**WORK INSTRUCTIONS**
Each line in the data holding "only" should be listed.

**DATA**
▽

Issue #10206, opened 2020-11-12
Cocoapods 1.10.0 generates invalid scripts for static framework


till0xff:
# Report

## What did you do?

I have local pod with static framework (`s.static_framework = true`) which contains resource (xib or storyboard) with dot-separated name (e.g. `View.Suffix.xib`). Cocoapods 1.10.0 generates script `Pods-Bug_Example-resources.sh` with invalid resource name: `View.nib` instead of `View.Suffix.nib`.

With cocoapods 1.9.3 the error is not reproduced.

## What did you expect to happen?

Build successful

## What happened instead?

Build failed with error

```
error: Resource "/Users/till0xff/Library/Developer/Xcode/DerivedData/Bug-cmbxgygdohzlgagwgynzdhhoicou/Build/Products/Debug-iphonesimulator/Bug/Bug.framework/View.nib" not found. Run 'pod install' to update the copy resources script.
```

## Project that demonstrates the issue

 https://github.com/till0xff/cocoapods-1.10.0-bug-example.git

dnkoutso:
@igor-makarov I believe this change https://github.com/CocoaPods/CocoaPods/commit/842dceabaa715df0082502520731c626ac8cf575 caused this.

I think specifically
```ruby
                  built_product_dir.join(File.basename(resource_path, extname)).sub_ext(output_extname).to_s
```

dnkoutso:
fixed for 1.10.1 which will ship soon.

PR #10320, opened 2020-12-31
Fix file extension replacement for resource paths when using static frameworks

dnkoutso:
closes https://github.com/CocoaPods/CocoaPods/issues/10206

### DIFF
--- a/lib/cocoapods/target/aggregate_target.rb
+++ b/lib/cocoapods/target/aggregate_target.rb
@@ -292,7 +292,7 @@ module Pod
                 extname = File.extname(resource_path)
                 if self.class.resource_extension_compilable?(extname)
                   output_extname = self.class.output_extension_for_resource(extname)
-                  built_product_dir.join(File.basename(resource_path, extname)).sub_ext(output_extname).to_s
+                  built_product_dir.join(File.basename(resource_path)).sub_ext(output_extname).to_s
                 else
                   resource_path
                 end
--- a/CHANGELOG.md
+++ b/CHANGELOG.md
@@ -12,6 +12,10 @@ To install release candidates run `[sudo] gem install cocoapods --pre`
 
 ##### Bug Fixes
 
+* Fix file extension replacement for resource paths when using static frameworks.  
+  [Dimitris Koutsogiorgas](https://github.com/dnkoutso)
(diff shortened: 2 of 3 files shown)


lib/cocoapods/target/aggregate_target.rb
```diff
@@ -292,7 +292,7 @@ def resource_paths_by_config
                 extname = File.extname(resource_path)
                 if self.class.resource_extension_compilable?(extname)
                   output_extname = self.class.output_extension_for_resource(extname)
-                  built_product_dir.join(File.basename(resource_path, extname)).sub_ext(output_extname).to_s
```
igor-makarov, line 295: @dnkoutso 
This is actually unnecessary. I realize I've used `sub_ext` incorrectly in my impl.  
The correct use would be: 
```
built_product_dir.join(resource_path).sub_ext(output_extname).to_s
```

lib/cocoapods/target/aggregate_target.rb
```diff
@@ -292,7 +292,7 @@ def resource_paths_by_config
...
+                  built_product_dir.join(change_ext(File.basename(resource_path), output_extname)).to_s
```
igor-makarov, line 295: @dnkoutso 
This is actually unnecessary. I realize I've used `sub_ext` incorrectly in my impl.  
The correct use would be: 
```
built_product_dir.join(resource_path).sub_ext(output_extname).to_s
```

dnkoutso: updating!

dnkoutso: @igor-makarov fixed! the test passes too with your recommendation.

dnkoutso: actually @igor-makarov this is not correct still:

Screen_Shot_2020-12-31_at_11_28_34_AM

dnkoutso: I think we need:

```ruby
                  built_product_dir.join(File.basename(resource_path)).sub_ext(output_extname).to_s
```

dnkoutso: also updated tests to catch this.

igor-makarov: Yes! This is the right one!

igor-makarov (approved):

PR #2179, opened 2025-01-24
Update EnumeratesValues.stub

piurafunk:
Teach EnumeratesValues::mapSpread() to expand an array of TValue and TKey into the expected callback signature.

- [ ] Added or updated tests

I attempted to see this fixed via PHPStan directly: https://phpstan.org/r/8ca0712e-3193-4ada-8069-078cda880038

However, PHPStan on its own complains about a syntax error. I believe something Larastan does handles the portion that PHPStan views as a docblock syntax error. I don't know where that is, I'm not familiar with the internals of Larastan.

**Changes**

In `\Illuminate\Support\Traits\EnumeratesValues::mapSpread()`, the `$callback` parameter is document as `@param  callable(mixed...): TMapSpreadValue  $callback`. This prevents proper identification of callbacks that match the spread of the collection. For example:

```php
/** @var Collection<int, array{int, int}> $c */
$c = new Collection();
$c->mapSpread(function (int $i, int $j): int {
    return $i + $j;
});
```

This should work, but in my app it fails, complaining that:

```
Parameter #1 $callback of method Illuminate\Support\Collection<int,array<int, int>>::mapSpread() expects callable(mixed ...): int, Closure(int, int): int given.
```

Something in Larastan allows for the `...TValue` syntax I propose here, allowing `mapSpread()` to correctly identify the types of the argument spread.

**Breaking changes**

I don't know of any breaking changes. My best guess would be that any baselines that have these errors notated could report `Ignored error pattern ... was not matched in reported errors.`, depending on the value of `reportUnmatchedIgnoredErrors`.

### DIFF
--- a/stubs/common/EnumeratesValues.stub
+++ b/stubs/common/EnumeratesValues.stub
@@ -48,4 +48,14 @@ trait EnumeratesValues
      * @return static<TFlatMapKey, TFlatMapValue>
      */
     public function flatMap(callable $callback);
+
+	/**
+     * Run a map over each nested chunk of items.
+     *
+     * @template TMapSpreadValue
+     *
+     * @param  callable(...TValue, ?TKey): TMapSpreadValue  $callback
+     * @return static<TKey, TMapSpreadValue>
+     */
+    public function mapSpread(callable $callback);
 }


calebdw:
A phpdoc fix like this should ideally be fixed at the framework so we don't have to maintain extra stubs. They've generally been pretty open to these types of PRs, provided you write an associative type test

piurafunk:
I was exploring that option first. Unfortunately, I found that this syntax isn't supported directly by PHPStan. If they were to make the change, anyone using PHPStan without using Larastan would get errors regarding docblock syntax errors. I very much agree, ideally this would be fixed in `laravel/framework`, but I don't think that's possible without porting some functionality from Larastan to PHPStan (as mentioned in the description, I don't know exactly which part of Larastan makes it work, I only know the playground shows a syntax error, and using Larastan does not).

Thoughts?

calebdw:
> I found that this syntax isn't supported directly by PHPStan. 

If it's not supported by PHPStan then it's not supported by Larastan---you haven't written any tests or you would see this does not work either.

You had some syntax errors in your templates, I updated the code example: https://phpstan.org/r/815cc323-4cc7-4e23-a062-b82e8e90cd33

The problem is that you can't decompose `TValue` in a PHPDoc, you need the inner types of the `TValue`, not `TValue` itself. However, even if you had the inner types I'm not sure it would work because you can't have a `callable(int, int)` given where a `callable(int...)` is expected (you could have more than two values) as shown here: https://phpstan.org/r/f51dd8dc-f14e-4323-bbf7-165a7acda810

This might be solvable with a custom `MethodParameterClosureTypeExtension` but I'm not sure

piurafunk:
I did some local tinkering, to isolate my scenario from my app, and indeed my PR doesn't fix anything. I believe it breaks parsing, thus PHPStan doesn't know what the parameter should be, and so it doesn't completely check it. Even if I gave it a callback that required wrong aruments (`string` vs `int`, for example), and PHPStan didn't complain.

It's not critical to my work now, so I'll close the PR. Perhaps in the future I'll revisit and see if a customer extension can help or something.

PR #2183, opened 2025-01-27
[3.x] fix: package config(`Package/config/config.php`) can use `env`

### LINKED ISSUE #2173: Feature request/Bug report: possibility to specify config/view directory
# Feature Request/Bug Report

- Larastan Version: 3.0.2
- Laravel Version: 11.38.2

### Description

Hey,

not sure if this is a feature request or bug report?! 😄 

Problem: We upgraded to the newest version of larastan and now getting errors regarding views and configs.
As you can see below, in addition to the normal Laravel structure, we also have individual packages with service providers in which config, views, ... are registered. However, these are not recognised when it comes to config or views. Is it possible to tell larastan to look for config and views in these packages as well?

```
  Line   packages/PackageName/src/Controllers/PackageController.php
  22     Parameter #1 $view of function view expects view-string|null, string
         given.
         🪪  argument.type
```

```
  Line   packages/PackageName/config/config.php
  6      Called 'env' outside of the config directory which returns null when
         the config is cached, use 'config'.
         🪪  larastan.noEnvCallsOutsideOfConfig
```

erikn69:
- Resolves #2173

**Changes**

-  Support packages config file 
> ```
>Line   packages/PackageName/config/config.php
> ------ ----------------------------------------------------------------------
>  6      Called 'env' outside of the config directory which returns null when
>         the config is cached, use 'config'.
>         🪪  larastan.noEnvCallsOutsideOfConfig
>```

### DIFF
--- a/src/Rules/NoEnvCallsOutsideOfConfigRule.php
+++ b/src/Rules/NoEnvCallsOutsideOfConfigRule.php
@@ -67,6 +67,6 @@ class NoEnvCallsOutsideOfConfigRule implements Rule
 
     protected function isCalledOutsideOfPackageConfig(FuncCall $call, Scope $scope): bool
     {
-        return basename(dirname($scope->getFile())) !== 'config';
+        return str_starts_with($scope->getFile(), getcwd() . DIRECTORY_SEPARATOR . 'config' . DIRECTORY_SEPARATOR) === false;
     }
 }
--- a/src/Rules/NoEnvCallsOutsideOfConfigRule.php
+++ b/src/Rules/NoEnvCallsOutsideOfConfigRule.php
@@ -9,13 +9,13 @@ use PhpParser\Node;
 use PhpParser\Node\Expr\FuncCall;
 use PhpParser\Node\Name;
 use PHPStan\Analyser\Scope;
+use PHPStan\File\FileHelper;
 use PHPStan\Rules\Rule;
 use PHPStan\Rules\RuleError;
 use PHPStan\Rules\RuleErrorBuilder;
 
 use const DIRECTORY_SEPARATOR;
 use function config_path;
-use function getcwd;
 use function str_starts_with;
 
 /**
@@ -26,6 +26,10 @@ use function str_starts_with;
 class NoEnvCallsOutsideOfConfigRule implements Rule
 {
     use HasContainer;
+
+    public function __construct(private FileHelper $fileHelper)
+    {
+    }
 
     public function getNodeType(): string
     {
@@ -69,6 +73,6 @@ class NoEnvCallsOutsideOfConfigRule implements Rule
 
     protected function isCalledOutsideOfPackageConfig(Scope $scope): bool
     {
-        return str_starts_with($scope->getFile(), getcwd() . DIRECTORY_SEPARATOR . 'config' . DIRECTORY_SEPARATOR) === false;
+        return str_starts_with($scope->getFile(), $this->fileHelper->absolutizePath('config') . DIRECTORY_SEPARATOR) === false;
     }
 }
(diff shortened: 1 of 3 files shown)


calebdw:
This PR would allow me to use `env()` in `app/Models/config` (or any other directory named `config`)...

erikn69:
> This PR would allow me to use env() in app/Models/config (or any other directory named config)...

@calebdw hi, Yes, I noticed, I was trying to obtain the `base_path`, but within the context of Orchestra it is not the correct, any help is welcome, thanks

erikn69:
Seems fixed

src/Rules/NoEnvCallsOutsideOfConfigRule.php
```diff
@@ -60,4 +64,9 @@ protected function isCalledOutsideOfConfig(FuncCall $call, Scope $scope): bool
     {
         return str_starts_with($scope->getFile(), config_path()) === false;
     }
+
+    protected function isCalledOutsideOfPackageConfig(FuncCall $call, Scope $scope): bool
```
szepeviktor: You do not need `$call`, the first parameter.

erikn69: I copied it one line above, I thought it was for a good reason(_maybe override_), since it is not used there either.
I'll delete it then
https://github.com/larastan/larastan/blob/8d433ed5304abdc437439b5b59fa040d6cf43de2/src/Rules/NoEnvCallsOutsideOfConfigRule.php#L59-L62
https://github.com/larastan/larastan/blob/8d433ed5304abdc437439b5b59fa040d6cf43de2/src/Rules/NoEnvCallsOutsideOfConfigRule.php#L46-L48

erikn69: Fixed

calebdw:
This won't work when calling phpstan from another directory like here: https://github.com/larastan/larastan/blob/8d433ed5304abdc437439b5b59fa040d6cf43de2/tests/laravel-test.sh#L32-L34

erikn69:
@calebdw hi, It currently doesn't work under any circumstances, but any suggestions?

erikn69:
@calebdw, @szepeviktor hi, I did add `PHPStan\File\FileHelper`, that should work, what do you think? Also test added

calebdw:
It's probably better to simply accept configuration paths instead of trying to automate discovery

cesarreyes3 (approved):

fredsal (approved):

PaolaRuby (approved):

canvural:
Hi,

Thanks for the PR. But in this state this is not acceptable. I liked the suggestions from the issue to make it configurable. ([here](https://github.com/larastan/larastan/issues/2173#issuecomment-2616269155) and [here](https://github.com/larastan/larastan/issues/2173#issuecomment-2606337406))

So we should add a new `configDirectories` parameter into config. It should default to an empty list. Then in the rule we should check if the list is empty, and if it is we keep using `config_path` to keep the backwards compatibility. And if not we loop over the list and see if the current file path starts with any of them. You can check how `viewDirectories` is implemented for inspiration.

szepeviktor:
- So we should add a new configDirectories parameter into config.
- It should default to an empty list.
- Then in the rule we should check if the list is empty,
- and if it is we keep using config_path to keep the backwards compatibility.
- And if not we loop over the list and see if the current file path starts with any of them.

erikn69:
>You can check how viewDirectories is implemented for inspiration.

@canvural hi, feel free to open the alternative
I prefer it to be automatic, this PR maintains backwards compatibility,
in view of the refusal I have only managed to add the following:
```yml
ignoreErrors:
  -
    identifier: larastan.noEnvCallsOutsideOfConfig
    path: config/data.php
```

canvural:
Like I said in it's current state the PR is not acceptable. It'll look for `config` path the current working directory. If we make it configurable users can configure it to their liking and we wouldn't need to deal with more issues.

I'm gonna close this PR if you are not willing to work on it but anyone feel free to submit a new one with the requested changes.

PR #2190, opened 2025-02-01
Test GenericStaticType

ondrejmirtes:
I just added support for `static<...>` to PHPStan: https://github.com/phpstan/phpstan-src/commit/0c1f22ad73fea06e7ef3c5ea0b936700057f6062 (to both 1.12.x and 2.1.x)

@canvural has some concerns about compatibility with Larastan so I'm opening PRs to test both 2.x and 3.x branches.

3.x here https://github.com/larastan/larastan/pull/2191


ondrejmirtes:
2.x isn't always green but the failure looks like is unrelated to PHPStan update.

PR #2191, opened 2025-02-01
Test GenericStaticType - 3.x

ondrejmirtes:
I just added support for `static<...>` to PHPStan: https://github.com/phpstan/phpstan-src/commit/0c1f22ad73fea06e7ef3c5ea0b936700057f6062 (to both 1.12.x and 2.1.x)

@canvural has some concerns about compatibility with Larastan so I'm opening PRs to test both 2.x and 3.x branches.

2.x here: https://github.com/larastan/larastan/pull/2190

### DIFF
--- a/composer.json
+++ b/composer.json
@@ -25,7 +25,7 @@
         "illuminate/pipeline": "^11.15.0",
         "illuminate/support": "^11.15.0",
         "phpmyadmin/sql-parser": "^5.9.0",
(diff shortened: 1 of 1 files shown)


canvural:
Thank you! I'll try to take a look at it tonight

ondrejmirtes:
Well, 3.x is green, that's good news I think :)

PR #2193, opened 2025-02-03
[3.x] fix: collection template types being overwritten

calebdw:
Hello!

This fix was included with #1990, but it looks like it didn't make it into the release. This closes #2044 by preventing the collection template types from being overwritten.

Thanks!


calebdw:
Thanks!

calebdw:
@nunomaduro, could you please explain why this was reverted?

△

**RESULT OF THE TASK**
I was exploring that option first. Unfortunately, I found that this syntax isn't supported directly by PHPStan. If they were to make the change, anyone using PHPStan without using Larastan would get errors regarding docblock syntax errors. I very much agree, ideally this would be fixed in `laravel/framework`, but I don't think that's possible without porting some functionality from Larastan to PHPStan (as mentioned in the description, I don't know exactly which part of Larastan makes it work, I only know the playground shows a syntax error, and using Larastan does not).
in view of the refusal I have only managed to add the following:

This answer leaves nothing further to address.